Is it Work-Related? OSHA Answers Common Recordkeeping Questions

Is it Work-Related? OSHA Answers Common Recordkeeping Questions

Determining when an injury or illness is work-related for the purposes of OSHA 300 recordkeeping can be a challenge. While the distinction may seem straightforward, applying OSHA’s criteria to real-world situations is often anything but. In two recent letters of interpretation (LOIs), OSHA attempts to shed light on some common questions surrounding the work-relatedness of injuries that result from motor vehicle accidents. Keep reading to learn what OSHA has to say.
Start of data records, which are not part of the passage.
PR #152, opened 2021-07-12
Remove all code related to exchanges

geigerzaehler:
The registrar does not need an exchange since #94. This should make deployment faster.


CodeSandwich (approved):
Makes sense :+1:

CodeSandwich (approved):
Still makes sense :+1:

PR #154, opened 2021-07-26
Add more data to Claimed event

CodeSandwich:
A part of https://github.com/radicle-dev/radicle-upstream/issues/2158. Removes the need to read calldata to understand the claim.

### DIFF
--- a/contracts/ClaimsV2.sol
+++ b/contracts/ClaimsV2.sol
@@ -1,0 +1,27 @@
+// SPDX-License-Identifier: GPL-3.0-only
+pragma solidity ^0.7.5;
+
+// @notice Used to create Radicle Link identity claims
+contract ClaimsV2 {
+    /// @notice Emitted on every Radicle Link identity claim
+    /// @param addr The account address which made the claim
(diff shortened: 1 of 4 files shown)


geigerzaehler (commented):
How do you feel about duplicating this contract as `ClaimsV2` since the other contract is already deployed to mainnet?

CodeSandwich:
If we're going to keep using the old version, then yes, we definitely should keep its source code. But if we're going to abandon the old contract, then I don't think that its code is worth keeping in our repo.

CodeSandwich:
It seems like we may keep using the old contract, I've added a separate V2

geigerzaehler:
> If we're going to keep using the old version, then yes, we definitely should keep its source code. But if we're going to abandon the old contract, then I don't think that its code is worth keeping in our repo.

I think it would still make sense to have a separate contract: If we merge this PR now, then we’re forced to integrate the change to the contract in upstream when we want to update the dependency on this repo. I don’t think that would be ideal.

geigerzaehler (approved):

PR #895, opened 2023-10-19
Fixes #36843 - run katello-certs-check in fp-certs-generate

ekohl:
Untested now, but submitting for Packit.

### DIFF
--- a/bin/foreman-proxy-certs-generate
+++ b/bin/foreman-proxy-certs-generate
@@ -28,5 +28,32 @@ Kafo::KafoConfigure.hooking.register_pre(:init) do
   org_param.value = organization
 end
 
+Kafo::KafoConfigure.hooking.register_pre_commit(:certs_check) do
+  ca_file   = param('certs', 'server_ca_cert').value
+  cert_file = param('certs', 'server_cert').value
+  key_file  = param('certs', 'server_key').value
+
+  unless app_value(:certs_skip_check) || [ca_file, cert_file, key_file].all?(&:nil?)
+    command = ['katello-certs-check', '-c', cert_file, '-k', key_file, '-b', ca_file]
+
+    logger.debug do
+      require 'shellwords'
+      "Executing #{Shellwords.escape(command)}"
+    end
+
+    begin
+      stdout_stderr, status = Open3.capture2e(command)
+    rescue Errno::ENOENT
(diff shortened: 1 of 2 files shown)


ekohl:
This came up while reviewing https://github.com/theforeman/foreman-documentation/pull/2522 and I think the whole workflow isn't great for users. The aim is run fewer commands (as a user).

ekohl:
Updated. Now locally verified it works in both cases where there are and there aren't custom certs. Also added some other improvements to katello-certs-check.

bin/foreman-proxy-certs-generate
```diff
@@ -28,5 +28,32 @@ Kafo::KafoConfigure.hooking.register_pre(:init) do
   org_param.value = organization
 end
 
+Kafo::KafoConfigure.hooking.register_pre_commit(:certs_check) do
+  ca_file   = param('certs', 'server_ca_cert').value
+  cert_file = param('certs', 'server_cert').value
+  key_file  = param('certs', 'server_key').value
+
+  unless app_value(:certs_skip_check) || [ca_file, cert_file, key_file].all?(&:nil?)
+    command = ['katello-certs-check', '-t', 'foreman-proxy', '-c', cert_file, '-k', key_file, '-b', ca_file]
```
ekohl: This uses the unbranded version. Now I'm debating if we should even pass it at all. Right now it's only used to output commands, which are discarded if the command passes. Should we drop `-t foreman-proxy`?

ehelms: Pass what?

ekohl: The `-t foreman-proxy` part. For Satellite it should be `-t capsule`, but looking at the code this is the only place it's used:
https://github.com/theforeman/foreman-installer/blob/8b7b58dfd4b5d50a391b6c21d9b8db777896fc7f/bin/katello-certs-check#L251C7-L251C7

It's only printed if the exit code is 0, but then we discard the output. So should it be
```suggestion
    command = ['katello-certs-check', '-c', cert_file, '-k', key_file, '-b', ca_file]
```

Or do we imagine the target to become something we care about in our checks?

ehelms: Yes - let's drop it.

evgeni (approved):

PR #900, opened 2023-11-23
Add hammer foreman_rh_cloud package

ShimShtein:


ekohl (changes requested):
You also need to create a migration using `bin/create-migration` for upgrading users with `answers['foreman::cli::rh_cloud'] ||= false`. You can pass the content to stdin.

ekohl:
Like this indeed, but the tests are unhappy now. I'm starting to wonder if those still provide good value, but for now please just make them pass.

ShimShtein:
Done. Tests are happy now.

ekohl (approved):

PR #904, opened 2023-12-15
fix packit to use prod nightly

evgeni:


ehelms (approved):

.packit.yaml
```diff
@@ -34,7 +34,7 @@ jobs:
       centos-stream-8:
```
ekohl, line 34: We should also change this to rhel-8

PR #906, opened 2023-12-18
Fix packit configuration for 3.9 building

ekohl:
This uses the correct spec file and staging repo. Also builds with rhel-8 instead of centos-stream-8 since that's what we end up doing when we really build.

### DIFF
--- a/.packit.yaml
+++ b/.packit.yaml
@@ -17,7 +17,7 @@ upstream_tag_template: "{version}"
 
 actions:
   post-upstream-clone:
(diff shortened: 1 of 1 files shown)


.packit.yaml
```diff
@@ -31,10 +31,10 @@ jobs:
   - job: copr_build
     trigger: pull_request
     targets:
-      centos-stream-8:
+      rhel-8:
         additional_modules: "foreman:el8"
         additional_repos:
-          - http://koji.katello.org/releases/yum/foreman-nightly/el8/x86_64/
+          - https://stagingyum.theforeman.org/foreman/3.9/el8/x86_64/
```
evgeni: in other places (also here in `develop`), we went ahead and started to use `yum.tfm.o` directly

evgeni (approved):

PR #912, opened 2024-02-16
build packit for el9

evgeni:


.packit.yaml
```diff
@@ -36,6 +36,11 @@ jobs:
         additional_repos:
           - https://yum.theforeman.org/releases/nightly/el8/x86_64/
           - https://yum.puppet.com/puppet7/el/8/x86_64/
+      rhel-9:
+        additional_modules: "foreman:el9"
```
ekohl: Build fails with:
> missing groups or modules: foreman:el9

```suggestion
```

ekohl (changes requested):

.packit.yaml
evgeni: indeed, this doesn't need (or use) the -devel module, so it fails

ekohl (approved):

Company vehicles used for commuting

In general, OSHA has never considered injuries resulting from motor vehicle accidents that occur during employees’ normal commutes to be recordable. Injuries sustained by employees traveling on company business, however—such as a salesman driving to and from an appointment with a client—are considered recordable.

But in practice, many employers struggle to apply this rule. For example, if an employee drives a company vehicle, does that make an injury sustained in a motor vehicle accident during the commute work-related, and therefore recordable? OSHA says no.

In an LOI dated April 13, 2015, OSHA states that “the mode of transportation is not determinative of OSHA’s definition of an employee’s commute.” In other words, if an employee sustains an injury during his or her normal commute to and from home, the fact that he or she was driving a company vehicle does not change the situation; the injury still is not considered work-related and is not recordable. Read the full LOI here.

Personal activities while on travel status

Although injuries that occur while an employee is traveling on company business (outside of the normal commute) generally are considered recordable, there are a few exceptions. Namely, if an employee takes a side trip or detour for personal reasons, any injuries sustained during the detour typically are not considered work-related and are not recordable.

An employer recently wrote to OSHA for clarification regarding this “personal activities” exemption. In the employer’s scenario, an employee returning home from the airport following a business trip took a slight detour from his normal route home to visit a convenience store to purchase gas, food for himself, and a flower for his wife. After leaving the store, the employee took a surface street toward a highway that would take him home and was injured in an automobile accident.

OSHA determined that this scenario did not fit the “personal activities” exemption. According to a February 12, 2015, LOI, that exemption is meant to apply to true side trips such as vacations, sight-seeing excursions, or visits to relatives. The visit to the convenience store, OSHA concluded, did not fit into this category because the employee was traveling on a “reasonably direct route of travel to his home,” and “stopping for gas and food are normal activities involved in business travel.” Therefore, the incident described would be considered work-related, and the injuries the employee sustained would be recordable. Read the full LOI here.

OSHA recordkeeping refresher

OSHA has a four-part test to determine whether an injury or illness must be recorded in the OSHA 300 Log. In order for an injury or illness to be considered recordable, employers must answer ‘yes’ to all four of the following questions:

  1. Did an injury or illness occur?
  2. Was the injury or illness work-related?
  3. Is the injury or illness a new case?
  4. Does the injury or illness meet OSHA’s general recording criteria?

In addition, employers must report all work-related fatalities to OSHA within 8 hours and must report all inpatient hospitalizations, amputations, and eye-loss incidents to OSHA within 24 hours. Employers can report by calling or visiting their local area office during normal business hours or by calling (800) 321-OSHA. An online reporting option is also expected to be available soon.